== Source data ==

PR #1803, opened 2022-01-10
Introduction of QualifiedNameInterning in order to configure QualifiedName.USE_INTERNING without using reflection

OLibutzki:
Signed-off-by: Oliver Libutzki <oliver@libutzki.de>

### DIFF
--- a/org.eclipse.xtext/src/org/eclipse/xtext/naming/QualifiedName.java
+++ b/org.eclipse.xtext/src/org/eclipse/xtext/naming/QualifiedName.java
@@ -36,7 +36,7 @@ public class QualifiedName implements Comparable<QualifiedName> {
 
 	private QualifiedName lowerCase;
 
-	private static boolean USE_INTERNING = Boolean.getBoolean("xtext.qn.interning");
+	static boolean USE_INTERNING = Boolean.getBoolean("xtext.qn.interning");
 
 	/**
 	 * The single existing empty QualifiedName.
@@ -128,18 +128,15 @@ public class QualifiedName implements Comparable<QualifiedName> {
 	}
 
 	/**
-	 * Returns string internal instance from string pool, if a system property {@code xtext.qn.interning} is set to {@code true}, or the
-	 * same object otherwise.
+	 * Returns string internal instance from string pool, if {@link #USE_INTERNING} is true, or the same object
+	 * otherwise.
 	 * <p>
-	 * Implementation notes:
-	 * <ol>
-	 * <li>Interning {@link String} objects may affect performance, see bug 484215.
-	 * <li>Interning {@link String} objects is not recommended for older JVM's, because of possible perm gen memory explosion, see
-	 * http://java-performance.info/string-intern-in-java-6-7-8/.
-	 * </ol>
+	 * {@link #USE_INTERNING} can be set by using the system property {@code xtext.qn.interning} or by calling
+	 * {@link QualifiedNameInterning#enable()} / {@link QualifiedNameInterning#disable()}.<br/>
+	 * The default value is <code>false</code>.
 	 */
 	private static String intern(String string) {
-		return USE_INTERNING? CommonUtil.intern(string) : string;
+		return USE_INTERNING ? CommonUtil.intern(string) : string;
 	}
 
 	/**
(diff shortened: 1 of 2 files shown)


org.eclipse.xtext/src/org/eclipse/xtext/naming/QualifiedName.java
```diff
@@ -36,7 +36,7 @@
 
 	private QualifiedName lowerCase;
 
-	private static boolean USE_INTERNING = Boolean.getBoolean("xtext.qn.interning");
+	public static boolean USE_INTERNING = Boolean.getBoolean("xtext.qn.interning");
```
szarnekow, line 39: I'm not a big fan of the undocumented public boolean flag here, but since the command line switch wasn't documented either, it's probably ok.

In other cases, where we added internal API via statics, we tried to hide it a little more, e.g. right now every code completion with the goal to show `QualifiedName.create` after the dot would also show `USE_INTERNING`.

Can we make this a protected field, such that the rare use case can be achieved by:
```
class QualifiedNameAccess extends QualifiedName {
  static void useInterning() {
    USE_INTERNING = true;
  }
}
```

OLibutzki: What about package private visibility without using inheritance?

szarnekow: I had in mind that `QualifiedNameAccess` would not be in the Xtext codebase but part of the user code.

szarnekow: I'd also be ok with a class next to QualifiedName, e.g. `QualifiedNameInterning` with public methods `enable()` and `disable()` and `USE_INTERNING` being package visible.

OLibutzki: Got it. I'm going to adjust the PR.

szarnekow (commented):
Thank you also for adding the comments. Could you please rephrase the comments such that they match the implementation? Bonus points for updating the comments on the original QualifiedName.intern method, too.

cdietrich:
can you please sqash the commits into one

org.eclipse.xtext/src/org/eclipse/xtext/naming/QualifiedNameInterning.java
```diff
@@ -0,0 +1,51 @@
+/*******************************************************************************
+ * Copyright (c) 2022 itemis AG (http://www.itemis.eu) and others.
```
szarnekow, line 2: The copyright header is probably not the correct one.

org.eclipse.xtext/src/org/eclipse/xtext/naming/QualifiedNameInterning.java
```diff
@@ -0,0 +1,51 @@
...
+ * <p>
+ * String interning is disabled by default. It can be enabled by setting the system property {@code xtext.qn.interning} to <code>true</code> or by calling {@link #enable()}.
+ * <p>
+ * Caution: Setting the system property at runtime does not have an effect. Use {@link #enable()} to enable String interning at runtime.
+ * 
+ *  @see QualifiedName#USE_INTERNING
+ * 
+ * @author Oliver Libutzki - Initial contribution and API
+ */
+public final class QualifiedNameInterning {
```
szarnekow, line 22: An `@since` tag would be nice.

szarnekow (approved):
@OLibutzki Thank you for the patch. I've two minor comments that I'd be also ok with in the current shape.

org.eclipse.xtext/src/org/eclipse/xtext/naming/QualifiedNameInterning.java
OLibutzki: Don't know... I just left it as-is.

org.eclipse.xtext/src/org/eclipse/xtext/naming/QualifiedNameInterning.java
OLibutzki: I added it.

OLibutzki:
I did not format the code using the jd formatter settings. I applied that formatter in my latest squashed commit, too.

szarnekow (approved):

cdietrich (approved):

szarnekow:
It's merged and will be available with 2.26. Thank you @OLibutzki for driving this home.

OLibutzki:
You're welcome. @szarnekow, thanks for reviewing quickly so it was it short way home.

===

What the task requires: Go through the data above from its first line and copy each line exactly, stopping once the line with "USE_INTERNING? CommonUtil.intern(string) : string;" has been copied.

Exercise response:
PR #1803, opened 2022-01-10
Introduction of QualifiedNameInterning in order to configure QualifiedName.USE_INTERNING without using reflection

OLibutzki:
Signed-off-by: Oliver Libutzki <oliver@libutzki.de>

### DIFF
--- a/org.eclipse.xtext/src/org/eclipse/xtext/naming/QualifiedName.java
+++ b/org.eclipse.xtext/src/org/eclipse/xtext/naming/QualifiedName.java
@@ -36,7 +36,7 @@ public class QualifiedName implements Comparable<QualifiedName> {
 
 	private QualifiedName lowerCase;
 
-	private static boolean USE_INTERNING = Boolean.getBoolean("xtext.qn.interning");
+	static boolean USE_INTERNING = Boolean.getBoolean("xtext.qn.interning");
 
 	/**
 	 * The single existing empty QualifiedName.
@@ -128,18 +128,15 @@ public class QualifiedName implements Comparable<QualifiedName> {
 	}
 
 	/**
-	 * Returns string internal instance from string pool, if a system property {@code xtext.qn.interning} is set to {@code true}, or the
-	 * same object otherwise.
+	 * Returns string internal instance from string pool, if {@link #USE_INTERNING} is true, or the same object
+	 * otherwise.
 	 * <p>
-	 * Implementation notes:
-	 * <ol>
-	 * <li>Interning {@link String} objects may affect performance, see bug 484215.
-	 * <li>Interning {@link String} objects is not recommended for older JVM's, because of possible perm gen memory explosion, see
-	 * http://java-performance.info/string-intern-in-java-6-7-8/.
-	 * </ol>
+	 * {@link #USE_INTERNING} can be set by using the system property {@code xtext.qn.interning} or by calling
+	 * {@link QualifiedNameInterning#enable()} / {@link QualifiedNameInterning#disable()}.<br/>
+	 * The default value is <code>false</code>.
 	 */
 	private static String intern(String string) {
-		return USE_INTERNING? CommonUtil.intern(string) : string;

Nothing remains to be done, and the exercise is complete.